GIVEN INFORMATION
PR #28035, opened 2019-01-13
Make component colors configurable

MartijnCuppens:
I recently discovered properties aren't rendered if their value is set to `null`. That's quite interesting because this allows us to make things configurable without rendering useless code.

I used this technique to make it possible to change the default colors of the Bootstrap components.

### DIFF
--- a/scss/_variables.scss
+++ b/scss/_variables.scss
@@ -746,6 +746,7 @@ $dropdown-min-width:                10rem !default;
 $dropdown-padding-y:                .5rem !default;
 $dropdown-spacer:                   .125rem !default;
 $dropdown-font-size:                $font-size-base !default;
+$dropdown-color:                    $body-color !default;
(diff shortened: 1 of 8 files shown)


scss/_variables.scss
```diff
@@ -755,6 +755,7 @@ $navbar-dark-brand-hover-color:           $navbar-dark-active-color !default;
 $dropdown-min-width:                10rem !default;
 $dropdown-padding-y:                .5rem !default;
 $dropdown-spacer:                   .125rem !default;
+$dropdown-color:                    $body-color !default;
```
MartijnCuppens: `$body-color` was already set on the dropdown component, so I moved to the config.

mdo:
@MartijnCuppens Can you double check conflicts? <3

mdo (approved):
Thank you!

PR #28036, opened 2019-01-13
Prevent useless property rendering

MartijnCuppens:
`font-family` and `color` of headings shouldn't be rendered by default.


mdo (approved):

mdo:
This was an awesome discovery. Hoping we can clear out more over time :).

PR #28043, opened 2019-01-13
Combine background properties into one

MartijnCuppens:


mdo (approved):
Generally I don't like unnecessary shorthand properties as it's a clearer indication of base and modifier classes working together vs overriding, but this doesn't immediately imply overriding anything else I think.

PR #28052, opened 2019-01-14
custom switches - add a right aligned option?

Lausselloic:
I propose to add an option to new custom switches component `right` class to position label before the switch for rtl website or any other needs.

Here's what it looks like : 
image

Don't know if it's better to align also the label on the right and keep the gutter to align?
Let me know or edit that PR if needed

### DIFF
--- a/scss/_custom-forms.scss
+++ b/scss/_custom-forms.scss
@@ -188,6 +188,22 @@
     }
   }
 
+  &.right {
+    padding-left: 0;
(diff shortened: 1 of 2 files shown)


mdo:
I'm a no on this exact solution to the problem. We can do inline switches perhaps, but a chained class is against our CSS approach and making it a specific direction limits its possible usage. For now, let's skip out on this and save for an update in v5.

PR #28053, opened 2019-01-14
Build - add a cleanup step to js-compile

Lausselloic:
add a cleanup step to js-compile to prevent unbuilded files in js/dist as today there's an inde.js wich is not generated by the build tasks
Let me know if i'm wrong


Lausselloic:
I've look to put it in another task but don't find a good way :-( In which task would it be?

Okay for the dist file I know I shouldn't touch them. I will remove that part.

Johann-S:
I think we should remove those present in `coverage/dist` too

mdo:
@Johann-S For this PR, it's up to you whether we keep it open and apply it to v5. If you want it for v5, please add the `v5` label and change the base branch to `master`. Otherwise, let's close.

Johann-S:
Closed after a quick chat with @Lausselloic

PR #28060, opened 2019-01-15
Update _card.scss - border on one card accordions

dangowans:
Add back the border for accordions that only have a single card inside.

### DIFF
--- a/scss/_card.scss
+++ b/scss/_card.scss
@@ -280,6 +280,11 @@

WHAT IS NEEDED
From the listing above, report the number of lines containing the string "cleanup", without any accompanying remarks.

WRITTEN ANSWER
2